Nicolas Cage has said he took "crummy" movie roles to pay off $6 million in debt after he "overinvested in real estate" before the market crashed in the late 2000s.
Speaking on CBS' "60 Minutes," the Academy Award-winning actor spoke about how he got himself in — and then out of — millions of dollars of debt over the last decade.
The "Renfield" star said that it was properties, which include castles in Germany and England, as well as a mansion in New Orleans and a private island in the Bahamas, not eccentric purchases such as dinosaur skulls and a pet octopus, that racked up his hefty debts.
"I was overinvested in real estate. It wasn't because I spent $80 on an octopus. The real-estate market crashed, and I couldn't get out in time," he said.
"I paid them all back, but it was about $6 million. I never filed for bankruptcy."
"That had to be a dark period for you," CBS' Sharyn Alfonsi said.
"It was dark, sure," the "Moonstruck" actor responded, adding that "work was always my guardian angel" and taking on three to four movies a year helped him get through the period and pay off the debts.
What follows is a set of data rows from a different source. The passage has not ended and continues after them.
PR #1886, opened 2026-06-13
refactor: incremental bucket uploads + queue sort improvements

saattrupdan:
**What**

This PR restores crash-resilient evaluation and improves queue sorting order.

**Crash resilience (restored)**

- `_run_claimed_issue()` now evaluates languages one at a time
- Results uploaded to HF bucket immediately after each language completes
- On crash, only the current language is lost (not all pending)
- Next run resumes from bucket, re-running only incomplete languages
- **Fix:** Now checks for errors BEFORE uploading to prevent syncing broken results

**Queue sorting improvements**

1. **Removed partial rank** — With incremental uploads, crash loss is minimal; tracking complexity outweighs benefit
2. **Slow label takes absolute priority** — Slow issues always processed last (was: gated+slow beat fresh+fast)
3. **Removed language groups** — Weak signal; parameter count is better runtime proxy
4. **Added parameter buckets** — Matches leaderboards: tiny (<2B), small (2-10B), medium (10-40B), large (40-80B), xlarge (≥80B)

**New queue order:** `(slow, status, param_bucket, age)`

**Fixes**

- Error gating now checked BEFORE bucket upload (prevents syncing partial results)
- Skipped benchmark count now aggregated across all languages (was: only last iteration)

**Tradeoffs**

- More bucket syncs (one per language) — but each is fast (small deltas)
- Slightly slower total runtime, but this is the price of crash safety

### DIFF
--- a/src/scripts/process_evaluation_queue.py
+++ b/src/scripts/process_evaluation_queue.py
@@ -93,7 +93,6 @@ from leaderboards.queue_parsing import (
     euroeval_version,
     extract_model_id,
     format_dataset_language_pairs,
-    model_has_partial_results,
     num_errored_benchmarks,
     num_skipped_benchmarks,
     read_jsonl_lines,
@@ -355,15 +354,15 @@ def age_sort_value(issue: dict) -> float:
 def process_queue_once() -> None:
     """Process every unassigned model-evaluation-request issue once.
 
-    Issues are sorted by (status priority asc, slow priority asc,
-    partial-results rank asc, parameter count asc, num-language-groups asc,
-    age asc). Status priority is 0 for gated repos (cheap marker refresh),
+    Issues are sorted by (slow priority asc, status priority asc,
+    parameter count asc, num-language-groups asc, age asc).
+    Slow priority is 0 for normal issues and 1 for issues with the 'slow'
+    label, pushing slow evaluations to the end of the queue.
+    Status priority is 0 for gated repos (cheap marker refresh),
     1 for retries of previously errored evaluations (issues with the
     ``evaluation-failed`` label), and 2 for fresh issues, so that gated repos
     are surfaced first, then retries, then new work.
-    Slow priority is 0 for normal issues and 1 for issues with the 'slow'
-    label, pushing them to the end of the queue regardless of partial-results
-    status. Age is a final tiebreaker so that, when everything else is equal,
+    Age is a final tiebreaker so that, when everything else is equal,
     the oldest (longest-waiting) issue is picked up first and stale requests
     don't linger in the queue.
     """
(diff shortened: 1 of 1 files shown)


saattrupdan:
**What**

Two queue ordering changes:

1. **Removed partial-results ranking** — No longer prioritises models with partial results from crashed runs
2. **Slow label now takes absolute priority** — Issues marked "slow" are always processed last, regardless of gated/retry/fresh status

**New queue order** (first processed → last processed)

1. Fast gated repos (status=0, slow=0)
2. Fast retries (status=1, slow=0)
3. Fast fresh issues (status=2, slow=0)
4. Slow gated repos (status=0, slow=1) ← now at end
5. Slow retries (status=1, slow=1)
6. Slow fresh issues (status=2, slow=1)

Within each group: smaller models → fewer languages → older issues

**Why**

1. **Partial rank removed:** With incremental bucket uploads, crash loss is minimal (only the current language). The complexity of tracking partial results outweighs the benefit.

2. **Slow pushed to absolute end:** The original design intended "slow" issues to be deferred regardless of other factors. The old sort key `(status, slow, ...)` meant gated+slow beat fresh+fast. Now `(slow, status, ...)` ensures slow models are always last.

**Example**

| Before | After |
|--------|-------|
| `gated+slow` → processed before `fresh+fast` ❌ | `fresh+fast` → processed before `gated+slow` ✓ |
| `partial+slow` → processed before `fresh+fast` ❌ | `fresh+fast` → processed before `partial+slow` ✓ |

saattrupdan:
Removed language groups from sort order — no longer prioritises fewer languages.

**New sort order:** 

1. Slow priority (0=normal, 1=slow label)
2. Status priority (0=gated, 1=retry, 2=fresh)
3. Parameter count (smaller first)
4. Age (older first)

**Rationale:** The  field was a weak signal — a 1-language eval of a 70B model takes longer than a 5-language eval of a 1B model. Parameter count is a better proxy for runtime.

saattrupdan:
**Switched to parameter buckets for queue sorting**

Matches the leaderboard buckets from `core_models.py`:

| Bucket | Parameters | Sort Priority |
|--------|------------|---------------|
| tiny | <2B | 0 |
| small | 2B-10B | 1 |
| medium | 10B-40B | 2 |
| large | 40B-80B | 3 |
| xlarge | ≥80B | 4 |

**Why:** Within-bucket sorting by exact param count was too granular — a 7.1B vs 7.2B model doesn't meaningfully differ in runtime. Buckets group similar-sized models together and match the mental model used in the leaderboards.

**Final sort order:** `(slow, status, param_bucket, age)`

saattrupdan:
Addressed Copilot review comments:

**1. Upload before error checking (FIXED)**
Now checks for gated / non-zero returncode / errored benchmarks BEFORE uploading to bucket. Only successful language runs get uploaded.

**2. Incorrect skipped count (FIXED)**
`num_skipped` is now accumulated across all language iterations as `total_skipped`, rather than only using the last iteration's count. The `len(missing) > total_skipped` heuristic now works correctly.

**3. Re-reading RESULTS_PATH O(n*m) (NOT FIXED)**
Acknowledged as a performance concern. The file is read twice per language (`before` and `after` sets). Could optimise by tracking file offset or reading only the delta, but this is a minor concern for now since RESULTS_PATH is only loaded once at startup and incremental reads are still fast for typical result file sizes.

@copilot

PR #7584, opened 2020-01-23
Fif le01mr

saper-2:
## Description:

Added driver for F&F LE-01MR Single Phase Modbus Energy meter.
I based the code on SDM-120 driver.

## Checklist:

Need to translate one added define to other languages from English to that language (I did copy-paste it from en-GB; my language pl-PL & sv-SE should be ok).
I did update some comments too (from SDM220 to "SDM120, SDM220 and LE-01MR" 😄  )

I'm also willing to update docs too 😄


arendst:
Thx.

What's the difference between the tasmota ``Total`` and your ``Total Active``? Shouldn't they be the same? If not, did you use ``SetOption 72 1``

saper-2:
Total Active is a Energy counted by LE-01MR (from it's register - it can not be reset by any means). While Tasmota energy counters can be reset (e.g.: zero-memory and flash new tasmota to ESP).

ascillato:
So, TOTAL ACTIVE label should be ENERGY COUNTER TOTAL?

arendst:
Yes and No. TOTAL ACTIVE is the same as the hardware counter as will be shown when ``SetOption72 1`` is set.

With this enabled you can tell Tasmota to reset the counters to any value you like as it will substract that value from the total value provided by your device. See  command ``EnergyReset4``.

The point here is that I do not want to add another field when there is already a field for that. This way every new energy monitoring device adds it's own counters duplicating functionality that is already present.

I'm still in limbo if I want this to add.

saper-2:
Hmmmm....
The one thing that bugging me it I would like to have both 😄 (yes, I'm very GREEDY person 😈  ): the value that I can preset in tasmota (energyReset4), and the meter counter value.

But if this bugging you that much 😁 , then I'll settle to Option72 , and let the user to decide by leaving disabled "#define" to enable this additional value in mqtt json , would be that fine?

@ascillato  - yes, you can name it that, I was using name from registers description so I might not give this value best name.

saper-2:
Then should I revert all those changes to language files? Then, I would move this additional string to driver file.

Issue #7402, opened 2020-01-02
Add decimal precision for moisture sensor


robin13:
**Have you looked for this feature in other issues and in the docs?**  
Yes

**Is your feature request related to a problem? Please describe.**  

This is related to https://github.com/arendst/Tasmota/issues/7182 and https://github.com/arendst/Tasmota/pull/7309
The moisture is given as a percentage, but the percentage is rounded to an integer.  In many situations (e.g. if the analogue range is wet -> dry 720 -> 200), a mere 100 steps is loosing a lot of granularity.  As the total possible range for the analogue input is 0->1023, it would be good to have one decimal point after the value to give the full possible granularity of the range.
The issue is compounded that with a moisture sensor which has 200 for wet and 720 for dry, the effective useful range for a pot plant may be only 300 -> 400.  Without further precision this results in only 19 steps in the range where there could be 100.

**Describe the solution you'd like**  

I think about here (https://github.com/arendst/Tasmota/pull/7309/commits/c1f30da81ee71fcfb9b293997fb4d4b1dc75fe7f#diff-346bd9707370e3b0529b922b797ef43bR122) it would be necessary to use a float rounded to one decimal place

robin13:
@effelle Maybe you are also interested in this one? :)

effelle:
I'm on vacancy :P
Anyway, all `Adcparam` commands work with integer result, even if we use double precision as input values. I'll have a look but is not on my priority list.

joba-1:
I would definitely try to avoid floats. How about using promille instead?

GrendelWWU:
As far, as I understand this, we're talking about a moisture sensor connected to A0? So, I guess, the best practice will be using the raw data 0-1023. Or you can try this sensor via I2C: https://www.tindie.com/products/miceuz/i2c-soil-moisture-sensor/
(Yes, I know, you'll probably need to compile the stuff yourself....)

effelle:
@joba-1 yes, if I'll change it I will use a per mille. 

@GrendelWWU I prefer use the pure Analog value, but some users from time to time ask for a direct conversion/calibration similar to what we have added for analog LDR and TEMP. Normally is a better implementation for HAB. 

`Aadcparam 6` is simple and even if I understand Robin's request I'm not sure I'll add a more precise version. I'll think on it.
For now if you want a better calibration `scalex` and a `var` on a rule is still the best choice. 
What do you think @ascillato?

ascillato:
[...]

PR #7589, opened 2020-01-23
ADC Range (replaces adc Moisture)

### LINKED ISSUE #7578: Change Moisture to AdcRange
yes

Currently the ADC range feature is named as a "Moisture" sensor.  In the mean time I have used this type for
- Moisture sensor
- Air quality sensor
- Voltage sensor
- Audio volume sensor

I see that it is a very useful feature, BUT it is a bit bothersome that each of these values are displayed (and passed on to Home Assistant) as a moisture sensor.  

I think it would be more useful for all if this feature was something generic such as "ADCRange" - this would allow more people to correctly find the right type and then adjust the display appropriately in Hassio etc. rather than have to document somewhere "Use the 'Moisture sensor' - it's a nice hack to be able to display measured XYZ"

Currently everything is "Moisture" ... it works, but it's a bit annoying...

**Additional context**  
 
See original issue which resulted in the Moisture sensor: https://github.com/arendst/Tasmota/issues/7182

CC @effelle @ascillato as you were involved in the previous case too.

effelle:
## Description:
New definitions and translations for both console and webui added to update `ADC Moisture` to a more generic `ADC Range`. 
As discussed with the team leader the new formula will returns just int values.
Usage for calibration:
```
AdcParam 6, fromLow, fromHigh, toLow, toHigh
```
reset to default configuration [6,0,1023,0,100]:
```
AdcParam 6
```

**Related issue (if applicable):** fixes #7578 and solve definitely #7402 .

## Checklist:

### DIFF
--- a/tasmota/i18n.h
+++ b/tasmota/i18n.h
@@ -114,6 +114,7 @@
 #define D_JSON_ACTIVE_POWERUSAGE "ActivePower"
 #define D_JSON_APPARENT_POWERUSAGE "ApparentPower"
 #define D_JSON_REACTIVE_POWERUSAGE "ReactivePower"
+#define D_JSON_RANGE "Range"
 #define D_JSON_PRESSURE "Pressure"
 #define D_JSON_PRESSUREATSEALEVEL "SeaPressure"
 #define D_JSON_PRESSURE_UNIT "PressureUnit"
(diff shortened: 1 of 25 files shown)


robin13:
@effelle I have just tested and this looks great - especially as I can now get higher precision by doing e.g. `toHigh=1000`.
One issue overlooked: in the UI it still shows a `%` character which is now no longer appropriate.
screenshot-2020-01-24_14-42-21

effelle:
ahhhh, forgot to remove it.
I'll do on next pass.

robin13:
Correct - it's only a UI blemish.  Technically it's working great! :)

arendst:
I'll fix it now.

arendst:
I fixed the GUI by removing the ``%``. 

For HASS it's a different cookie as it tests for MOISTURE and there are still other sensors providing moisture values so changing this doesn't make sense right now. 

There probably has to be an entry added regarding RANGE but I'm lucky I have no idea if HASS would accept this. 

Over to @effelle Frederico.

meingraham:
> I'm lucky I have no idea if HASS would accept this

😹

effelle:
Thanks @arendst, I was doing it today.
We don't need a new PROGMEM for that Theo. 
Some time ago I added a special fallback to manage generic sensors when there is not a specific configuration without any kind of UM but with graph function enabled. 
`Range` is detected correctly

range
All the sensor created using the fallback have the generic icon but surely we can live with that. 
`Moisture` sensor stay in place for i2c Chirp (and I will test one soon).

arendst:
Thank you too!

PR #7671, opened 2020-02-05
Added functionality when in WIFI_RETRY mode, the device will reboot after a prescribed period of failed reconnection attempts.

wir3z:
## Description:

**Added functionality when in WIFI_RETRY mode, the device can reboot after a prescribed period of failed reconnection attempts by switching to WIFI_RESTART mode.**

## Checklist:

### DIFF
--- a/BUILDS.md
+++ b/BUILDS.md
@@ -128,6 +128,7 @@
 |                       |   |   |   |   |   |   |   |
 | USE_IR_REMOTE         | - | - | x | x | x | x | x |
 | USE_IR_RECEIVE        | - | - | x | x | x | x | x |
+| USE_IR_REMOTE_FULL    | - | - | - | - | - | x | - | Enable ALL protocols
 |                       |   |   |   |   |   |   |   |
 | USE_SR04              | - | - | x | x | x | - | x |
 | USE_TM1638            | - | - | - | - | x | - | - |
--- a/RELEASENOTES.md
+++ b/RELEASENOTES.md
@@ -52,11 +52,13 @@ The following binary downloads have been compiled with ESP8266/Arduino library c
 
 ## Changelog
 
-### Version 8.1.0.4
+### Version 8.1.0.5
 
 - Change Lights: simplified gamma correction and 10 bits internal computation
 - Change commands ``Prefix``, ``Ssid``, ``StateText``, ``NTPServer``, and ``FriendlyName`` displaying all items
 - Change IRremoteESP8266 library updated to v2.7.2
+- Change Zigbee command prefix from ``Zigbee*`` to ``Zb*``
+- Change wifi connectivity stability (#7602)
 - Fix Sonoff Bridge, Sc, L1, iFan03 and CSE7766 serial interface to forced speed, config and disable logging
 - Fix commands ``Display`` and ``Counter`` from overruling command processing (#7322)
 - Fix ``White`` added to light status (#7142)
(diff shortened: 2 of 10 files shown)


ascillato:
Hi,

Thanks for sharing.

Why is this needed?

If you set in the Tasmota console `wificonfig` to 0, it will make Tasmota to restart if the wifi connection is lost.
and if you set `wificonfig` to 4 or 5, will make Tasmota to retry the wifi connection without restarting.

Wificonfig mode 4 and 5 were added to NOT restart Tasmota because several users setups require that. So, why we need to make wificonfig 4 and 5 be an hybrid with the mode 0? why you can't use just wificonfig 0?

wir3z:
Hi,


If you use the device to control shutters or shades, then on every restart the motor/servo's engage causing the blinds to open or close slightly on each restart.  If it's an outlet, the controlled device turns off and back on during the restart.


Most of the time, retry mode works fine.  But under test, I have encountered a state where the only fix for 20 out of 27 devices was a physical power cycle.  The hybrid mode works as a watchdog to catch this corner case, while not perpetually toggling the outputs.


Lyle



________________________________

ascillato2:
> If you use the device to control shutters or shades, then on every restart the motor/servo's engage causing the blinds to open or close slightly on each restart.  If it's an outlet, the controlled device turns off and back on during the restart.

So, as many others, you also need wificonfig 4 or 5

> But under test, I have encountered a state where the only fix for 20 out of 27 devices was a physical power cycle. 

exactly which state? I'm interested on the why because seems to be another type of issue that I never saw.

wir3z:
I'm using a SonicWALL corporate firewall with 3 SonicPOINT AP's.  The 2.4GHz band where I am is highly interfered, which is resulting in occasional hangups.  During testing on the weekend, I found if I changed the preample length from long to short on the AP's to improve throughput, the Tasmota network slowly "rotted" where devices would disconnect from the AP's, and would not reconnect.


Even after changing the preamble back, and rebooting the AP's, the devices remained disconnected.  Only a power cycle would force a reboot so they could reconnect.  I suspect that there is an issue in the Arduino WiFi SDK, and this commit is basically a bandaid to address that issue.


Lyle



________________________________

ascillato:
> Even after changing the preamble back, and rebooting the AP's, the devices remained disconnected.  Only a power cycle would force a reboot so they could reconnect.

Ok, but this deep change would make many other devices to not be able to reconnect because your SSID is being saw as a new wifi network different than the one connected. If you try that change with IP cameras, or TVs, etc, you will saw the same behaviour. That on the fly-change is the same as changing the security encryption of a network. For example you have a SSID/password on a wifi PSK network and you change to another type of encryption, but using the same SSID/password, a lot of devices will refuse (on purpose) to reconnect.

> I suspect that there is an issue in the Arduino WiFi SDK, and this commit is basically a bandaid to address that issue.

What you see is not a bug, it is a security protection of the protocol to avoid Man in the Middle attack.

ascillato2:
@wir3z 

What you have explained is very interesting, but it is not going to be added soon due to it is changing the behaviour of wificonfig 4 / 5 as expected for many users that don't want a restart.

If you need that hybrid restarting behaviour for your network, you can use the following rules instead:

```yaml
rule1 1
rule1 on wifi#disconnected do add1 1 endon on var1#state=9 do restart 1 endon on wifi#connected do var1 0 endon
```

ascillato2:
If you want, this information and the rules, can be added to the docs.

wir3z:
Thanks, and fully understand.  It would change standard behavior and was a one of the concerns I had.


Lyle



________________________________

PR #7683, opened 2020-02-06
support LYWSD03-BT-sensor via HM-10(-bridge)

Staars:
## Description:

Support for the HM-10-BLE-module. First supported sensor is the (quite new) LYWSD03. Some other Mijia-sensors will be shown and support is planned for the future.

## Checklist:
  - [x ] The code change is tested and works on core 2.6.1
  - [x ] The code change pass travis tests. **Your PR cannot be merged unless tests pass**


Staars:
The HM-10 is a 3.3v Bluetooth 4.0  module based on the TI CC2540/1-Chip. It is made by Jinan Huamao and one of a whole family of Bluetooth devices.
In reality the chance to buy a clone on the „usual“ distribution channels (BG, AE, Ebay, …) is sky-high. In order to get them to work in Tasmota it is mandatory to flash the original firmware on it, which is described elsewhere. Example: https://circuitdigest.com/microcontroller-projects/how-to-flash-the-firmware-on-cloned-hm-10-ble-module-using-arduino-uno
(Note: it is even possible to do this without soldering by directly sticking male jumper wire connectors through the plastic foil of some boards).

The communication with the ESP8266 works over serial connection using AT-commands and the driver expects the default baud rate of firmware>700 which is 115200.  
The expected firmware version is 707. Other versions may work too, but before raising an issue on GitHub a test with this version is mandatory.  


### Getting data from BT-Xiaomi-Devices:

Different vendors offer BT-solutions with different accessibilities under the MIJIA-brand. A common solution is the use of so-called „MiBeacons“ which are BLE advertisement packets with a certain data structure, which are broadcasted by the devices automatically. These packets already contain the sensor data and can be passively received by other devices. 

Most of the „older“ BT-sensor-devices use unencrypted messages, which can be read by all kinds of BLE-devices or even a NRF24L01. The big advantage is the power efficiency as no active bi-directional connection has to be established. This is therefore the preferred option, if technically possible.

With the arrival of the (cheap) LYWSD03 came the problem of encrypted data in MiBeacons, which to date has not been successfully decrypted in open source projects.
At least the device allows the use of a simple BLE connection without any encrypted authentication and the reading of the sensor data using normal subscription methods to GATT-services. This is more power hungry than the passive reading of BLE advertisements.

### Tasmota-HM10-driver

#### prerequisites:
-firmware 707 (other versions may work, but this is undefined behavior)  
-simple serial cable connection  (TODO: create new GPIO-pin-names)  
-HM-10 is set to default baud rate of 115200  
-uncomment #ifdef USE_HM10 in my_user_config.h
-select GPIO-pins HM10_RX and _TX

#### expected behavior:
1. The driver will set a few options of the HM-10
2. A discovery scan will search for known sensors (Mi Flora, MJ_HT_V1, LYWSD02, LYWSD03)
3. Only the LYWSD03-sensors will be connected at a given interval, a subscription is established for 5 seconds and temperature/humidity/battery will be read.
4. After deconnection return to point 3 after the interval.

#### command interface:  
+ hm10scan  
start new discovery scan  
+ hm10period  
set or show interval in seconds between sensor read cycles  
+ hm10baud  
set or show the speed of the serial interface of the esp8266, not of the hm10  
+ hm10at  
sends AT-commands,e.g. hm10at verr? results in AT+VERR?

Staars:
2F3E161D-8AD3-4A4D-8D81-C5448B8E17A9

LYWSD03 with sensor data
Other sensors with BT-MAC (not yet supported)

arendst:
Many thx!

markusb68:
Hello Christian,
any plans to support the MJ_HT_V1 also with the HM-10?

Tried it and see:

HM10 Firmware 	707
MJ_HT_V1 MAC Address	58:2d:34:32:e8:5b

Maybe an alternative for the buggy nRF code .

PR #7788, opened 2020-02-24
Jarolift shutter working with keeloq

he-so:
## Description:

This fork adds the [Keeloq](https://en.wikipedia.org/wiki/KeeLoq) algorithm to control rf-shutter/rollers. Especially it works like a Jarolift  TDRC-01W. You need to connect a CC1101 rf-transmitter via the SPI pins. I have tested this with a Wemos D1 R2, but also a Wemos mini should work. For wiring see [Jarolift_MQTT](https://github.com/madmartin/Jarolift_MQTT).
It is based on the Jarolift-Keeloq project found here:
http://www.bastelbudenbuben.de/2017/04/25/protokollanalyse-von-jarolift-tdef-motoren/

and here

https://github.com/madmartin/Jarolift_MQTT

Integrating the Keeloq remote with tasmota and the shutter/roller feature offers the advantage to use the homekit slider to move the shutter to a specific position, because the tasmota shutter driver  makes some sophisticated calculation regarding the timings to move the shutter to absolute positions. Previous implementations of the Jarolift Keeloq software did not offer this advantage, but were limited in sending the button codes manually by using the GUI or MQTT.

This driver only interfaces with tasmota Commands. There is no GUI component for it.
The implemented commands are:

Command | Parameter(s)
---|---
KeeloqSet |  msb, lsb, serial, counter: Sets the Keeloq master key MSB, LSB, serial and counter given either in hex notation prefixed with 0x or as decimal notation. The master key has to be retrieved from your original remote. The serial can be choosen individually. The counter should start at 0. To start using these values, you have to "learn" or "pair" the serial+counter value with your receiver by bringing your receiver to learning mode and sending the command for the learn button.
KeeloqSendButton | button: Sends a Keeloq command for the given button code. This command increments the counter and stores it persistently in the settings. It calculates the relevant encrypted value which is part of the data to be sent. Usual codes are: UP=8, STOP=4, DOWN=2, LEARN=1. i.e.: KeeloqButtonSend 2
KeeloqSendRaw | string: Send a bit string represented as a character of "0" or "1" via the rf transmitter. Used only for debugging. i.e: KeeloqSendRaw 01010101011001100

When using the USE_SHUTTER mode in Tasmota, it can be triggered by Rules to control the shutter motor by RF:

Rule1 On Power1#state=0 DO KeeloqSendButton 4 endon On Power2#state=0 DO KeeloqSendButton 4 endon on Power1#state=1 DO KeeloqSendButton 8 endon on Power2#State=1 DO KeeloqSendButton 2 endon

## Checklist:
  - [x ] The code change is tested and works on core 2.6.1
  - [x ] The code change pass travis tests. **Your PR cannot be merged unless tests pass**


Jason2866:
Needs the masterkey still to be extracted from a firmware dump?

he-so:
Yes, based on the master key, the device key will be generated when invoking the Set command.

he-so:
Two notes regarding the CLA:

- The Keeloq library is originally from here: https://github.com/franksmicro/Arduino/tree/master/libraries/Keeloq
That repo is published unter the Apache Licence 2.0 as stated here https://github.com/franksmicro/Arduino/blob/master/README
So, that is compatible with GPLv3.

- Regarding the CC1101 library: It's published under the LGPL v3 as stated here: https://github.com/panStamp/arduino_avr/blob/master/cores/panstamp/cc1101.cpp

arendst (changes requested):
Looks fine but...

As there are many AddLog_P2 calls taking up precious code space I suggest you use the special macro DEBUG_DRIVER_LOG. This functionality can be enabled during debugging by enabling define DEBUG_TASMOTA_DRIVER.

Search for DEBUG_SENSOR_LOG to see numerous examples.

Important AddLog_P2 can always exist.

arendst (changes requested):
You're doing great but...

- As time goes on you may have noticed driver id 35 is now occupied by PWM_DIMMER. So pls update to driver id 36
- Also revisit the Settings map as button_devices (F08) has been released.

Sorry, almost there.

ascillato:
The TX and RX pins are hardcoded and can be easily turned to user selection. Please check for example the GPS driver for that. Thanks.

arendst:
Agree with @ascillato Adrian. Pls revisit the GPIO selection.

he-so:
Ok, is see the point. But actually it is not possible to configure the pins, since the CC1101 driver uses hardware SPI only, and the ESP has only one set of MISO, MOSI, SCK etc. as far as I understand. SPI is used for initialisation and reading the status register for receiption (OK, receiving data is not implemented now, but might be soon).

But, maybe there is a already defined value in the arduino/ESP headers that can be reused? I will have a look.

Jason2866:
Talking about this GPIOs Tx / Rx
```
#define TX_PORT            4              // Outputport for transmission
#define RX_PORT            5              // Inputport for reception
```

he-so:
Sure, however the CC1101 has at least two operation modes. 1.: sending data received via SPI buffered in its registers, based on its internal timing and encoding settings, and 2.: sending data instaneously as received on the SPI miso pin (bit-banging) using simple amplitude-shift keying. The later one is used here, since the CC1101 does not allow the synchronized bit encoding used by Keeloq.
But, for setting up the CC1101 for 433MHz and the above mentioned mode, the SPI must be working. So one can not use another pin for the later bit-banging, but the SPI hardware pin.
However one could first initialize the CC1101 and then rewire the pin to any other GPIO, no.

TheChatty:
Hello, can I use `KeeloqSendRaw` to send arbitrary commands? In detail I want to send [this command](https://github.com/RFD-FHEM/RFFHEM/issues/906#issuecomment-731840351).

he-so:
> Hello, can I use `KeeloqSendRaw` to send arbitrary commands? In detail I want to send [this command](https://github.com/RFD-FHEM/RFFHEM/issues/906#issuecomment-731840351).

Hi, the command can send arbitrary keeloq commands.

gusman80:
hey there i made Jarolift_MQTT work fine in my home, sadly the software sometimes crashes.
Now i wanna move to tasmota with keeloq and have the following questions:
max # of controllable shutters 4? (is the limit coming from the maximum number of relays in tasmota?)
how do i change/switch the shutterX to whom i want to send the KeeloqSendButton X command?

thank you

he-so:
@gusman80 , the number of shutters is currently one, because only one serial, counter and key can be saved in the configuration in the way it’s done.

PR #7790, opened 2020-02-25
Device groups

pcdiem:
## Description:

The device groups module provides a framework to allow multiple devices to be in a group with values such as power, light color/temperature/brightness, PWM values, sensor values, etc. shared with other devices in the group. For example, with multiple light modules in a device group, the light settings can be changed on one module and the settings will automatically be changed on the other light modules. Dimmer switch modules could be in a device group with light modules and the dimmer switch could control the power, brightness and colors of all the lights in the group. Multiple dimmer switches could be in a device group to form a 3-way/4-way dimmer switch.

Speaking on the movies he made during that time, many of which were released direct-to-video, he said: "Even if the movie ultimately is crummy, they know I'm not phoning it in, that I care every time."
"But there are those folks that are probably thinking that the only good acting that I can do is the acting that I chose to do by design, which was more operatic and, you know, larger-than-life and so-called 'Cage rage,' and all that. But you're not going to get that every time. "
The "Leaving Las Vegas" actor previously told The New York Times in 2019 that money was a motivator in the projects he was choosing.
"I can't go into specifics or percentages or ratios, but yeah, money is a factor. I'm going to be completely direct about that. There's no reason not to be," Cage said.
"It's no secret that mistakes have been made in my past that I've had to try to correct. Financial mistakes happened with the real-estate implosion that occurred, in which the lion's share of everything I had earned was pretty much eradicated. But one thing I wasn't going to do was file for bankruptcy."